# Computing matrix-vector calculus derivatives

$x, a$ in $\mathbb R^n$, $A$ in $\mathbb R^{n\times n}$. Compute $d(x^T a)/dx$ and $d(x^T A x)/dx$.

I’m not sure about how to think about these and how to do these. Can someone explain how to derive the expressions for the two?

Finally, what happens when we have $A$ and $X$, BOTH in $\mathbb R^{n\times n}$, and we want to find $dTrace(XA)/dX$?

#### Solutions Collecting From Web of "Computing matrix-vector calculus derivatives"

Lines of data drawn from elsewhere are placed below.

PR #14543, opened 2020-05-04
Update Filesystem internal description

### LINKED ISSUE #14532: Should Filesystem be @internal?
Should we leave this marked internal if we're using it in external plugins?

https://github.com/cakephp/cakephp/blob/efd878ce4158eebcb3d124372d498ad947738aeb/src/Filesystem/Filesystem.php#L31

othercorey:
Closes https://github.com/cakephp/cakephp/issues/14532

This seems to be a commonly used helper in external code. 

Do we want to keep it internal or move it to a more general utility location so the filesystem namespace can be removed when File and Folder are removed?

### DIFF
--- a/src/Filesystem/Filesystem.php
+++ b/src/Filesystem/Filesystem.php
@@ -27,7 +27,11 @@ use RegexIterator;
 use SplFileInfo;
 
 /**
- * @since 4.0.0
+ * This provides convenience wrappers around common filesystem queries.
+ *
+ * This is an internal helper class that should not be used in application code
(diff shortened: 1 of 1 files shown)


ADmad:
The reason for adding `@internal` tag was do deter people from using it in their app code and us having to provide BC promises. Us using it in other core plugins is an informed decision and if the class gets changed we would change it's usage in the plugins too if required.

othercorey:
I agree that's reasonable. I've changed it to simply document the expected use better.

PR #14549, opened 2020-05-06
Removed @throws tags from IntegrationTestTrait http methods

othercorey:
Alternative to https://github.com/cakephp/cakephp/pull/14193

### DIFF
--- a/src/TestSuite/IntegrationTestTrait.php
+++ b/src/TestSuite/IntegrationTestTrait.php
@@ -379,7 +379,6 @@ trait IntegrationTestTrait
      *
      * @param string|array $url The URL to request.
      * @return void
-     * @throws \PHPUnit\Framework\Error\Error|\Throwable
      */
     public function get($url): void
     {
@@ -396,7 +395,6 @@ trait IntegrationTestTrait
      * @param string|array $url The URL to request.
      * @param string|array $data The data for the request.
      * @return void
-     * @throws \PHPUnit\Framework\Error\Error|\Throwable
      */
     public function post($url, $data = []): void
     {
@@ -413,7 +411,6 @@ trait IntegrationTestTrait
      * @param string|array $url The URL to request.
      * @param string|array $data The data for the request.
      * @return void
-     * @throws \PHPUnit\Framework\Error\Error|\Throwable
      */
     public function patch($url, $data = []): void
     {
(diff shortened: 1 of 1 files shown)


src/TestSuite/IntegrationTestTrait.php
```diff
@@ -478,7 +472,6 @@ public function head($url): void
      *
      * @param string|array $url The URL to request.
      * @return void
-     * @throws \PHPUnit\Framework\Error\Error|\Throwable
```
dereuromark, line 481: But this is not really correct, see my intial Comments on the original pr.

src/TestSuite/IntegrationTestTrait.php
```diff
@@ -509,11 +502,7 @@ protected function _sendRequest($url, $method, $data = []): void
                 $this->_requestSession->write('Flash', $this->_flashMessages);
             }
             $this->_response = $response;
-        } catch (PhpUnitError $e) {
-            throw $e;
-        } catch (DatabaseException $e) {
-            throw $e;
-        } catch (LogicException $e) {
+        } catch (PhpUnitError | DatabaseException | LogicException $e) {
```
garas, line 505: `PHPUnit\Framework\Error\Error as PhpUnitError` only catches PHP errors/warning/notices.

`\PHPUnit\Framework\Exception` class or `\PHPUnit\Exception` interface would be better as it catch all PHPUnit asserts too.

src/TestSuite/IntegrationTestTrait.php
dereuromark: As soon as you disableErrorHandlerMiddleware() you can actually expect the \Throwable at least.

src/TestSuite/IntegrationTestTrait.php
tfont: This is a great approach! Well done.

markstory: I don't think we want to catch phpunit assertion errors here though.

garas: I wanted to say "it should re-throw all PHPUnit asserts".

Currently they are catched in `\Throwable` block and rendered by `ExceptionRenderer`.

othercorey:
So, do we need to revert this?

Let’s use the convention that members of $\mathbb{R}^{n}$ are column
vectors. Recall that
$$x^{T}a=\sum_{i=1}^{n}x_{i}a_{i}$$
and for a scalar $c$,
$$\frac{dc}{dx}\equiv\left(\begin{array}{c} \frac{dc}{dx_{1}}\\ \frac{dc}{dx_{2}}\\ \vdots\\ \frac{dc}{dx_{n}} \end{array}\right).$$
Therefore,
$$\frac{d\left(x^{T}a\right)}{dx}=\left(\begin{array}{c} a_{1}\\ a_{2}\\ \vdots\\ a_{n} \end{array}\right)=a.$$
You can follow the same arguments to get
$$\frac{d\left(x^{T}Ax\right)}{dx}=2Ax.$$
See a list of identities at https://en.wikipedia.org/wiki/Matrix_calculus#Scalar-by-matrix_identities.

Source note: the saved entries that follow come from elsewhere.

PR #12693, opened 2018-10-30
Add test case for issue #12440

dereuromark:
@ADmad is this still sth to PR? or can we remove the branch?

Refs:  #12440

PR #14555, opened 2020-05-06
Throw exception when contain() in query builder for matching

### LINKED ISSUE #12440: Query error when using contain() inside innerJoinWith()
This is a (multiple allowed):

* [x] bug
* [ ] enhancement

* CakePHP Version: 3.5.17

I've found a problem using the ShadowTranslate behavior ([AD7six/cakephp-shadow-translate](url)).

Please, see also [AD7six/cakephp-shadow-translate/issues/52](url) for more information.

I have the associations: Destinations hasMany Countries hasMany CountriesI18n

This is an example that shows what the behavior is trying to do:

```php
$DestinationsTable
  ->find()
  ->innerJoinWith('Countries', function ($q) {
    return $q->contain('CountriesI18n');
   })
  ->where(['CountriesI18n.slug' => 'aaa']);
```
The result:
> PDOException with message 'SQLSTATE[42S22]: Column not found: 1054 Unknown column 'CountriesI18n.slug' in 'where clause''

This is the resulting query:

```
=> Cake\ORM\Query {#334                     
     +"(help)": "This is a Query object, to get the results execute or iterate it.",
     +"sql": "SELECT Destinations.id AS `Destinations__id`, Destinations.created AS
`Destinations__created`, Destinations.type AS `Destinations__type`,
Destinations.province_id AS `Destinations__province_id`,
Destinations.country_id AS `Destinations__country_id`,
Destinations.parent_id AS `Destinations__parent_id`, Destinations.enabled AS
`Destinations__enabled`, Destinations.name AS `Destinations__name`
FROM destinations Destinations
INNER JOIN countries Countries ON Countries.id = (Destinations.country_id)
WHERE CountriesI18n.slug = :c0",
     +"params": [                          
       ":c0" => [             
         "value" => "aaa",                  
         "type" => null,                   
         "placeholder" => "c0",
       ],                                   
     ],                                    
     +"defaultTypes": [
....
   ],
     +"decorators": 0,
     +"executed": false,
     +"hydrate": true,
     +"buffered": true,
     +"formatters": 0,
     +"mapReducers": 0,
     +"contain": [
       "Countries" => [
         "CountriesI18n" => [],
       ],
     ],
     +"matching": [
       "Countries" => [
         "queryBuilder" => Closure {#348
           parameters: {
             $q: {},
           },
         },
         "matching" => true,
         "joinType" => "INNER",
         "fields" => false,
       ],
     ],
     +"extraOptions": [],
     +"repository": App\Model\Table\DestinationsTable {#301
       +"registryAlias": "Destinations",
       +"table": "destinations",
       +"alias": "Destinations",
       +"entityClass": "App\Model\Entity\Destination",
       +"associations": [
         "countries",
       ],
       +"behaviors": [],
       +"defaultConnection": "default",
       +"connectionName": "default",
     },
   }
```

I'm trying to understand the issue and fix it but I'm not sure where and how to fix it.

Thanks.

othercorey:
Fixes https://github.com/cakephp/cakephp/issues/12440

Original test case
https://github.com/cakephp/cakephp/pull/12693

The original issue doesn't describe the failure properly because `hasMany` will load through select.

This tests against the `matching` option set by `matching()` or `innerJoinWith()` that gets passed to the association from the eager loader although it's not one of the options consumed by `attachTo()`.

### DIFF
--- a/src/ORM/Association.php
+++ b/src/ORM/Association.php
@@ -751,6 +751,16 @@ abstract class Association
             }
         }
 
+        if (
+            !empty($options['matching']) &&
+            $this->_strategy === static::STRATEGY_JOIN &&
+            $dummy->getContain()
+        ) {
+            throw new RuntimeException(
+                "`{$this->getName()}` association cannot contain() associations when using JOIN strategy."
+            );
+        }
+
         $dummy->where($options['conditions']);
         $this->_dispatchBeforeFind($dummy);
 
--- a/tests/TestCase/ORM/QueryTest.php
+++ b/tests/TestCase/ORM/QueryTest.php
@@ -32,6 +32,7 @@ use Cake\ORM\Query;
 use Cake\ORM\ResultSet;
 use Cake\TestSuite\TestCase;
 use ReflectionProperty;
+use RuntimeException;
 
 /**
  * Tests Query class
@@ -46,6 +47,7 @@ class QueryTest extends TestCase
     protected $fixtures = [
         'core.Articles',
         'core.ArticlesTags',
+        'core.ArticlesTranslations',
         'core.Authors',
         'core.Comments',
         'core.Datatypes',
@@ -3574,6 +3576,28 @@ class QueryTest extends TestCase
             ->matching('articles')
             ->toArray();
         $this->assertEquals($expected, $results);
+    }
+
+    /**
+     * Tests contain() in query returned by innerJoinWith throws exception.
+     *
+     * @return void
+     */
+    public function testInnerJoinWithContain()
+    {
+        $comments = $this->getTableLocator()->get('Comments');
+        $articles = $comments->belongsTo('Articles');
+        $articles->hasOne('ArticlesTranslations');
+
+        $this->expectException(RuntimeException::class);
+        $this->expectExceptionMessage('`Articles` association cannot contain() associations when using JOIN strategy');
+        $comments->find()
+            ->innerJoinWith('Articles', function (Query $q) {
+                return $q
+                    ->contain('ArticlesTranslations')
+                    ->where(['ArticlesTranslations.title' => 'Titel #1']);
+            })
+            ->sql();
     }
 
     /**


src/ORM/Association.php
```diff
@@ -749,6 +749,15 @@ public function attachTo(Query $query, array $options = []): void
                     $this->getName()
                 ));
             }
+            if (
+                !empty($options['matching']) &&
+                $this->_strategy === static::STRATEGY_JOIN &&
+                !empty($dummy->getContain())
```
dereuromark, line 755: there should be no method usage here in empty() calls, it can be removed without issues here.

tests/TestCase/ORM/QueryTest.php
```diff
@@ -3576,6 +3578,29 @@ public function testInnerJoinWithSelect()
...
+    {
+        $comments = $this->getTableLocator()->get('Comments');
+        $articles = $comments->belongsTo('Articles');
+        $articles->hasOne('ArticlesTranslations');
+
+        $this->expectException(RuntimeException::class);
+        $this->expectExceptionMessage('Cannot contain associations in query returned by query builder');
+        $comments
+            ->find()
+            ->innerJoinWith('Articles', function ($q) {
```
dereuromark, line 3596: Can you please typehint $q here, as the ->contain() and ->where() are not detected right now (not followable).

src/ORM/Association.php
othercorey: Can you rephrase that?

dereuromark: `&& $dummy->getContain()`
suffices

The cloaking method check is not needed and an anti pattern in these cases of existing property, key or method.

othercorey: That's fine, just couldn't understand the sentence so wanted to double check.

src/ORM/Association.php
```diff
@@ -749,6 +749,15 @@ public function attachTo(Query $query, array $options = []): void
                     $this->getName()
                 ));
             }
+            if (
+                !empty($options['matching']) &&
+                $this->_strategy === static::STRATEGY_JOIN &&
+                $dummy->getContain()
+            ) {
+                throw new RuntimeException(
+                    "Cannot contain associations in query returned by query builder for `{$this->getName()}`."
```
markstory, line 758:
```suggestion
                    "Cannot contain associations in queries returned by query builder Closures for `{$this->getName()}`."
```

tests/TestCase/ORM/QueryTest.php
```diff
@@ -3576,6 +3578,28 @@ public function testInnerJoinWithSelect()
...
+     * @return void
+     */
+    public function testInnerJoinWithContain()
+    {
+        $comments = $this->getTableLocator()->get('Comments');
+        $articles = $comments->belongsTo('Articles');
+        $articles->hasOne('ArticlesTranslations');
+
+        $this->expectException(RuntimeException::class);
+        $this->expectExceptionMessage('Cannot contain associations in query returned by query builder');
```
markstory, line 3593:
```suggestion
        $this->expectExceptionMessage('Cannot contain associations in queries returned by query builder');
```

src/ORM/Association.php
othercorey: Should we fix the other exception messages to use `Closure`?

`'Query builder for association "%s" did not return a query'`

othercorey: Never mind -- closure isn't really relevant. I adjusted the test to happen no matter how the contain is set.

Note that $x^ta=a^tx$ and so
$$\frac{d(x^tA)}{dx}=\frac{d}{dh}a^t(x+h)|_{h=0}=a^t.$$
Similarly, since $h^tAx=x^tA^th$,
$$\frac{d(x^tAx)}{dx}=\frac{d}{dh}(x+h)^tA(x+h)|_{h=0}=\frac{d}{dh}(x^tAh+h^tAx)|_{h=0}=x^t(A+A^t).$$
Finally, since
$$tr(XA)=\sum_{i=1}^n\sum_{j=1}^n X_{ij}A_{ji}$$
we have
$$\frac{d tr(XA)}{d X_{ij}}=A_{ji},$$
which gives
$$\frac{d tr(XA)}{d X}=A^t.$$
All this must be interpreted properly if used to make other computations!